::: DATA EXTRACT :::

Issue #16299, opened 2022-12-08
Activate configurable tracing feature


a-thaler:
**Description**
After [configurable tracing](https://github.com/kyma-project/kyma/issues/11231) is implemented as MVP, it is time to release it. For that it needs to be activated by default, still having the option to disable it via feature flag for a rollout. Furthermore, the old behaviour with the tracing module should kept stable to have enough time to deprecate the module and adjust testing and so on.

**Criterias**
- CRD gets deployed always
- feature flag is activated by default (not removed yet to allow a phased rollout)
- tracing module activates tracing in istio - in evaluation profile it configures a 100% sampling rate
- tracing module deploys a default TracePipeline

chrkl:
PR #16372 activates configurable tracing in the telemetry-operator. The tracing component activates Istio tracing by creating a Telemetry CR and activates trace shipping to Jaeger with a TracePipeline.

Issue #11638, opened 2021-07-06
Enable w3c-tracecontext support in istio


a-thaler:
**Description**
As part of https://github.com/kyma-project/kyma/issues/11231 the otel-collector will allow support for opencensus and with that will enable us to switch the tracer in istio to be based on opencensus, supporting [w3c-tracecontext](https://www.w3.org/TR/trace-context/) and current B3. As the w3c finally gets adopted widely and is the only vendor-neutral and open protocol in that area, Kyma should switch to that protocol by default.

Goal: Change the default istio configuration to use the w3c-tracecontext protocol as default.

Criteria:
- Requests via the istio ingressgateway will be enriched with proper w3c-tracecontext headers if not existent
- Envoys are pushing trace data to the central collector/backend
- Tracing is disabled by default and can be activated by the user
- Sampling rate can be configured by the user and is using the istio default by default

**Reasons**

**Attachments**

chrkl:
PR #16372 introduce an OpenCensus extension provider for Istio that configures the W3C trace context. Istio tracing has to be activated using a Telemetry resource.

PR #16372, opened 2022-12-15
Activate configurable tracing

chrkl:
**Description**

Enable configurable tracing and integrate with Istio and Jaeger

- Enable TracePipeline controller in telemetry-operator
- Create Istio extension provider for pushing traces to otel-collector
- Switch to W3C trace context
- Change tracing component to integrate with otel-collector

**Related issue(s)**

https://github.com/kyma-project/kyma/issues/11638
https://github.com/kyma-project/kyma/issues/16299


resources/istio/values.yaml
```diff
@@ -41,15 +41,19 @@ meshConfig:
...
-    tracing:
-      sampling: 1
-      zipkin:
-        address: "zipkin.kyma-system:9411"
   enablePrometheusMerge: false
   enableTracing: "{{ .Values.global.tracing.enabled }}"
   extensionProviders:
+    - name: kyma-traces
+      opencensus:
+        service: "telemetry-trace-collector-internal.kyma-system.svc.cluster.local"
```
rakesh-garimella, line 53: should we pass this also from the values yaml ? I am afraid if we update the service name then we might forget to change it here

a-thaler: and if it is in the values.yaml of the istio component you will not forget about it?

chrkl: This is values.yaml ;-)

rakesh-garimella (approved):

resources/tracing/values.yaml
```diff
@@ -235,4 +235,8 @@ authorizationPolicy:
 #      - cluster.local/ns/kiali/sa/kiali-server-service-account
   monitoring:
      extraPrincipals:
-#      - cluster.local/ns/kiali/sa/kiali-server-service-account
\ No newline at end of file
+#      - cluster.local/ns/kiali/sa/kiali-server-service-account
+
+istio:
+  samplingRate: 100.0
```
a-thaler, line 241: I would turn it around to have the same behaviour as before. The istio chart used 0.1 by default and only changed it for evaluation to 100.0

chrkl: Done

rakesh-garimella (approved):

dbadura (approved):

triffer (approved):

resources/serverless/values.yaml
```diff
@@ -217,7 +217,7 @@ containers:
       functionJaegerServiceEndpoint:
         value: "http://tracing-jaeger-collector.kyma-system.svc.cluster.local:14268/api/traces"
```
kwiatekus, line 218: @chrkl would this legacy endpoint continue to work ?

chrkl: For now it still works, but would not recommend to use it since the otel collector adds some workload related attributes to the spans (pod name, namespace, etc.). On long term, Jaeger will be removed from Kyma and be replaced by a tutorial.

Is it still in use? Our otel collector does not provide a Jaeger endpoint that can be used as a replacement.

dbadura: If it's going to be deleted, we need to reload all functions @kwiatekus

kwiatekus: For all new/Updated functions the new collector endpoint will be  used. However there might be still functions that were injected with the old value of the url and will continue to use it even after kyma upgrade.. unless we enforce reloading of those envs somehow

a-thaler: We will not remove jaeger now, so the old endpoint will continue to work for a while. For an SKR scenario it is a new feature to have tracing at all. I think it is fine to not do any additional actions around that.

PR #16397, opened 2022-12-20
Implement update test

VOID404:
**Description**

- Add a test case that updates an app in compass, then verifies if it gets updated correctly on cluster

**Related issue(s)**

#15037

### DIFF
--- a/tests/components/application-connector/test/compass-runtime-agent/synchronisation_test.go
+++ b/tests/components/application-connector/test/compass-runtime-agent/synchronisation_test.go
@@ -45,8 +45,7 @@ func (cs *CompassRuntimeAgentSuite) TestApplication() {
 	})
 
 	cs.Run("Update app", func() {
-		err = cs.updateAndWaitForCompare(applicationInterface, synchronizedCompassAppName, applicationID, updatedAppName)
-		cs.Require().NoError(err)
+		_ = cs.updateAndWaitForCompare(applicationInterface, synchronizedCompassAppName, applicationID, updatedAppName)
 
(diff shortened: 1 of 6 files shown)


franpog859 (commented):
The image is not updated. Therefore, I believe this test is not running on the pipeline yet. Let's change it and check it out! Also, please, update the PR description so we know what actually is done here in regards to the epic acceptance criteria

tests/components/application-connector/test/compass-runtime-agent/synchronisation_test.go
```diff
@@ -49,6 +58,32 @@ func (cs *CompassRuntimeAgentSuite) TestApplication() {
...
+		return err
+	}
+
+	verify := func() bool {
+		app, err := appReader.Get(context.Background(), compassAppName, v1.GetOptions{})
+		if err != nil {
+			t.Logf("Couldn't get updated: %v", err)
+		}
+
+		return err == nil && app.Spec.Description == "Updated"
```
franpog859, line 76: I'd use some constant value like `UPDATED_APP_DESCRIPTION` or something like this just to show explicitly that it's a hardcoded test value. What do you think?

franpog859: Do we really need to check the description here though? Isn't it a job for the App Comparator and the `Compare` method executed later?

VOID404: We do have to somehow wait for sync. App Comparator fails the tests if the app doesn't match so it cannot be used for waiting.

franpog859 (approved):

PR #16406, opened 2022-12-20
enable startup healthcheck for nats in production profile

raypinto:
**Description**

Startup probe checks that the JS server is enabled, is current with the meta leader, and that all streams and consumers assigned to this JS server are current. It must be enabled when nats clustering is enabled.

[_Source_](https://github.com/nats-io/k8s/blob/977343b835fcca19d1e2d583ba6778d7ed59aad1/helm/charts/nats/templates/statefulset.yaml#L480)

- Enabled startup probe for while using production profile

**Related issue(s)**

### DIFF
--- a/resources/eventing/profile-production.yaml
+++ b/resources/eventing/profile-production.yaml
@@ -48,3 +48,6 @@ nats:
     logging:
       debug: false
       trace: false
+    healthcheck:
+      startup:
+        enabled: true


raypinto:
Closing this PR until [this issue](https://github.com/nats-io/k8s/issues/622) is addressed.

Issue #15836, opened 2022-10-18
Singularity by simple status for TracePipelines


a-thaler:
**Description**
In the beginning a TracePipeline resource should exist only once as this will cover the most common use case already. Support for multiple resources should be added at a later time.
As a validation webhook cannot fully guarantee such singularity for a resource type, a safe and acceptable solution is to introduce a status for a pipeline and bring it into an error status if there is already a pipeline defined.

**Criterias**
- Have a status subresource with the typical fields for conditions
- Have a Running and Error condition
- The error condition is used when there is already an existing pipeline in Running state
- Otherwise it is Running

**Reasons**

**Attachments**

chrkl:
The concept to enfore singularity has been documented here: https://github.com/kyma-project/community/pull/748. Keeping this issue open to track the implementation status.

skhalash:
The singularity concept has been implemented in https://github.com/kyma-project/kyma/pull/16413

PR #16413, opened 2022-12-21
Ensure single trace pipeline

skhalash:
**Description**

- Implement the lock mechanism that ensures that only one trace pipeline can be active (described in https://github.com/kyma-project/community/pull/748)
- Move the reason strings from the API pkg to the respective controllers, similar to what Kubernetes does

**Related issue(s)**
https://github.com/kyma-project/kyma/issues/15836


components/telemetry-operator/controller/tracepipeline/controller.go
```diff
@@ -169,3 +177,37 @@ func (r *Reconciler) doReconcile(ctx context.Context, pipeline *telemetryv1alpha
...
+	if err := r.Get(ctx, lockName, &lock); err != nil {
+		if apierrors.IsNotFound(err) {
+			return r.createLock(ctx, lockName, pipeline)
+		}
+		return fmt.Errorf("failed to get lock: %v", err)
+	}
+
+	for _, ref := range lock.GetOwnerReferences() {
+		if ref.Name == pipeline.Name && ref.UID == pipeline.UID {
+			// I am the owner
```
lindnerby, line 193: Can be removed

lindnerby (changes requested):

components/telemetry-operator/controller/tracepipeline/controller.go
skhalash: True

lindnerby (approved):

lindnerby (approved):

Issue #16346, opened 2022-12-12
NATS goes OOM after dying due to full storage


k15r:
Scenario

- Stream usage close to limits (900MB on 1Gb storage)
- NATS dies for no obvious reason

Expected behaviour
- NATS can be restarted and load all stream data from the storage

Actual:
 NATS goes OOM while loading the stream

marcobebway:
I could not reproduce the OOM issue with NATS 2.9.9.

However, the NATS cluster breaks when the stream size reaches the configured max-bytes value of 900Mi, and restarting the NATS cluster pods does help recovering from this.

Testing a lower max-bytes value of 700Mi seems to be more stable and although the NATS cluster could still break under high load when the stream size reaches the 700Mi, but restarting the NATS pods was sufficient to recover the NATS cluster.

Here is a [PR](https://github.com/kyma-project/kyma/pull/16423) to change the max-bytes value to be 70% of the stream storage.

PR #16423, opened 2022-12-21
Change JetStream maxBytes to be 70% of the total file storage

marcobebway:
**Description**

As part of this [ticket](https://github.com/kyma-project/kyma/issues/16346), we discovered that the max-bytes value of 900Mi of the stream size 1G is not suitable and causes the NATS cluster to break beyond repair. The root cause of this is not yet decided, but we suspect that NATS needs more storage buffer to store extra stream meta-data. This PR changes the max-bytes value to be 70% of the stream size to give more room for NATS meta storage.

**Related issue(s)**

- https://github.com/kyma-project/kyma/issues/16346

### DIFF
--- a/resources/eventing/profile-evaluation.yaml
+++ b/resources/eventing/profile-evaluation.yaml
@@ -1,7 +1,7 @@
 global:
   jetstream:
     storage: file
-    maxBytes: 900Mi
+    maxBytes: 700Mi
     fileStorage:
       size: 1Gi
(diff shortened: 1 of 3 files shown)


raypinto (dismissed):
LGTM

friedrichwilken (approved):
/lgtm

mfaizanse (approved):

:::

■ TRY IT: Report all lines of the data that include the word "integrate".

■ RESPONSE AREA:
Enable configurable tracing and integrate with Istio and Jaeger
- Change tracing component to integrate with otel-collector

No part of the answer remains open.